Выбрать главу

Поэтому Бушуев был удивлен не меньше меня, когда из Наркомата иностранных дел пришел приказ о моем отчислении из школы. «Ничего не понимаю, — сказал он, — у меня о вас самое хорошее мнение». Я пришел домой к Светлане Сталиной: «Света, выручай».

— Сюда же, в Дом на набережной, в девятый подъезд. Вероятно, не совсем с улицы?

— Совершенно не с нее. Так получилось, что в свое время я оказал услугу Василию Сталину. Он хотел устроить свою молодую жену и мою старинную приятельницу Галину Бурдонскую в тот самый Полиграфический институт — но такого права по закону она не имела: Галя окончила 8 классов, а в институт брали только после десятилетки. Приятель Василия порекомендовал меня как человека, который может помочь. Я поговорил с ректором, с которым был в наилучших отношениях, объяснил, для кого прошу. Конечно, для невестки Сталина все решилось сразу.

— Осталось лишь объяснить, почему сын Сталина нуждался в посредниках в таком относительно небольшом — для его возможностей, разумеется, — деле.

— Я тоже думал об этом. И понял вот что: если бы Василий позвонил ректору сам, то его просьба стала бы известна отцу сразу же. А он не хотел этого. Отношения сына и отца тогда были натянутыми. Впрочем, хорошими, насколько я помню, они не были никогда. Я познакомился сначала с ним, потом со Светланой. И могу сказать, что подружился с ними, хотя все говорили, что у Васи несносный характер; так, кстати, и было — вспыльчив ужасно…

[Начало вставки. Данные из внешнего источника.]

PR #330, opened 2015-01-16
Making file lock static

suhasj:
This is to fix the CI which is failing apparently because of tests running in multiple threads trying to access the same log files.


divega:
:shipit:

suhasj:
Thank you @divega

suhasj:
merged

PR #331, opened 2015-01-16
Using file lock when reading file

suhasj:
@divega I had missed out on using file lock when reading from the file


suhasj:
@HaoK

suhasj:
Description: The functional tests have a file logger that logs messages to a file and reads from it in the assert statements. I had used `lock` while writing but not while reading causing the tests to fail. I verified that tests run fine after these changes

pranavkm:
:shipit:

suhasj:
Merge thanks @pranavkm

PR #333, opened 2015-01-17
Creating a file for each test

suhasj:
@divega as you suggested creating individual log files for each test so that it removes the flakiness. Lock around file read and write protects additionally


HaoK:
Ugh, so this was probably my bad for not looking at the test code closer on the PR.  Can we not do an in memory logger instead of writing to files?  Rather than writing the log to disk, just store it in a string.  We definitely should not be writing to disk for these tests unless we really have to.  I'll file an issue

И вот я прихожу к Свете, прошу выручить. Она позвонила заместителю наркома иностранных дел Деканозову — он ведал кадрами. Тот меня немедленно принял, мы беседовали час. В заключение Деканозов сказал: «Вы произвели на меня прекрасное впечатление. Но я не могу вас оставить в школе».

Я думаю, что какая-то девчонка, обиженная на меня, написала куда надо о том, что я поступил в дипломатическую школу для того, чтобы уехать за границу и там остаться. Они очень ревнивые — девчонки, уверен, что вы тоже об этом знаете…

Возвращаюсь к Светлане, у нее сидит Василий. Рассказываю о разговоре с Деканозовым и о его результате. Тут Василий говорит: «Пошли ты их туда-то и туда-то, поехали ко мне в дивизию». К тому времени полковник Сталин — еще полковник — командовал дивизией истребителей. Дислоцировались они в Литве близ Шяуляя. Василий позвонил в редакцию газеты «Сталинский сокол», где меня тут же приняли спецкором и направили в расположение дивизии.

Пробыл я там три месяца. А потом наступил ноябрь 1944 года. На праздники Василий решил поехать в Москву. Надо сказать, что в дивизии была проблема, даже две: Василий очень любил выпить, а пить было нечего. Как и везде. Мы пили «ликер шасси» — гидравлическая жидкость для самолетов, чистейший спирт с примесью глицерина.

— Во фронтовых воспоминаниях встречал, что вроде был какой-то способ отделять одно от другого.

— Наверное, это из области химии. Мы способ не знали и, как вся авиация, пили так. Некоторые не выдерживали и бежали во чисто поле. Я — выдерживал. И Василий тоже. Так вот, к празднику он где-то раздобыл большой молочный бидон с водкой. Поехали на машине в Вильнюс — у него был открытый «Роллс-Ройс», — а оттуда полетели на десантном «Дугласе» в Москву.

Дальше начались приключения. Был страшнейший туман, и летчик потерял ориентацию. Рыщем, рыщем, рыщем, рыщем — дороги нет. Я сижу рядом с кабиной и слышу, как Василий говорит летчику: «Давай по рельсам — возьми пониже, найди железную дорогу, куда-нибудь она нас приведет». Летчик спустился и нашел. Через полчаса говорит: «Горючее кончается, надо садиться на вынужденную». А куда садиться? Вообще неизвестно, где мы — может быть, здесь вообще немцы. В конце концов летчик выбрал площадку — как потом оказалось, это был школьный огород — и сел, как говорится, с приплюхом на брюхо, без шасси. Нас пятеро: Василий, его заместитель подполковник Горбатюк, старшина-грузин, который с нами летел до Москвы, а там домой в отпуск, летчик и я. Летчика оставили в кабине, а я отправился на разведку. Я был единственным одетым в цивильное, поэтому вызвался пойти. Узнать, собственно, не к немцам ли залетели с сыном Сталина на борту.